Didn't you just answer your own question? You paid $2700, which will be like the cost of 5 or 6 PS5s. Go brag about your PC somewhere else moron this is a thread about the PS5 nobody cares about your overpriced PC.


----------



## Kioku_Dreams (Feb 17, 2020)

DANTENDO said:


> even if was 500 quid stil a good price compared to hundreds mor youd hav to pay for a pc with hardly any difference and the hassle of configuring games and settings-plug and play way to go-dont kno what yr on about re fun games are you saying thers hardly any on ps4 bit of a stupid statement saying tht



I honestly feel bad for anyone that takes you seriously... I also feel bad for you if you believe that a $500 system can't be matched by a similarly priced PC, if not beaten. The only saving grace for buying a Playstation these days is the games. The experience is objectively worse, even if you don't agree, than just playing on a PC.

That being said, I do respect that people like their plastic box of choice. I just can't wrap my head around your ignorance.


----------



## sarkwalvein (Feb 17, 2020)

I am still more leaning to buy Xbox Series X (but in the end I try to buy all systems), and I expect it for 600€.
I personally don't see a problem with the PS5 being 500€... I still will probably buy it later.
But if it costs 400€ I would -perhaps- get it day one instead of the Series X.

I think those price levels are to be expected TBH.


----------



## DANTENDO (Feb 17, 2020)

nero99 said:


> I’ve got some of my pc specs for you. RTX 2080 super, 32GB ddr4 clocked at 4400Mhz, 18TB of storage, 4TB of gen 4 pci-e NVME m.2 storage, a Ryzen x570 MSI creators motherboard, a Ryzen 9 3950X, and the best part, my set up is liquid cooled. Far more powerful than any console ever made. Cost me only $2700. But again, tell me how console is better than pc you pleb.

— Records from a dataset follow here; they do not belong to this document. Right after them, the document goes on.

PR #2608, opened 2021-01-07
Enhance display of multiline language icons

jiru:
On the ["browse by language" page](https://tatoeba.org/eng/sentences/index), when a language name spans over multiple lines, it feels like an icon is missing.

That was [reported by Trang](https://tatoeba.org/eng/wall/show_message/35895#message_35895) a while ago.

This commits adds a vertical gray line to fill the blank created by multiline languages.

pr_middle_line

### DIFF
--- a/webroot/css/sentences/index.css
+++ b/webroot/css/sentences/index.css
@@ -126,6 +126,10 @@ svg.language-icon {
 }
 .language-list li {
   display: block;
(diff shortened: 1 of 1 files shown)


jiru:
Note that I also came up with other designs but the middle line looks best to me.

Left line:
pr_flag_bar

Extended shadow:
pr_extended_shadow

Yr the pleb mate I'm comparing price of the pro - all tht money spent and its a bit mor powerful than what Sony did with the pro few years ago - show me the games tht look and play so superior to god of war last of us zero dawn tht blows away the pro -as said before I nothing against pcs and its great to hav best pc about but all tht money spent I expect more of a difference but pcs aren't just for games thts why ther priced mor than consoles so yr paying over the top if using just for games but if can afford then thts great happy gaming we all want nicer graphics and better framerates but for tht price difference I expect 8k games lol but of course we're not ther yet

--------------------- MERGED ---------------------------



Memoir said:


> I honestly feel bad for anyone that takes you seriously... I also feel bad for you if you believe that a $500 system can't be matched by a similarly priced PC, if not beaten. The only saving grace for buying a Playstation these days is the games. The experience is objectively worse, even if you don't agree, than just playing on a PC.
> 
> That being said, I do respect that people like their plastic box of choice. I just can't wrap my head around your ignorance.


It all started with the guys comment re his 400 quid pc would blow away the ps4 pro and soz mate if something is gonna blow away the ps4 pro then it has to be least 8k


----------



## AkiraKurusu (Feb 17, 2020)

I'd still rather buy a PS5 than an Xbox, but it still depends on what games are available; I didn't enter the PS4 scene until the Pro came out, and by then quite a few games were either already out or were close to. My favourites were Spyro: Reignited (except for Spyro 3) and Persona 5, really, though I did also like the beginning of Watch_Dogs, enjoyed Assassin's Creed Origins, and tried plenty of other games.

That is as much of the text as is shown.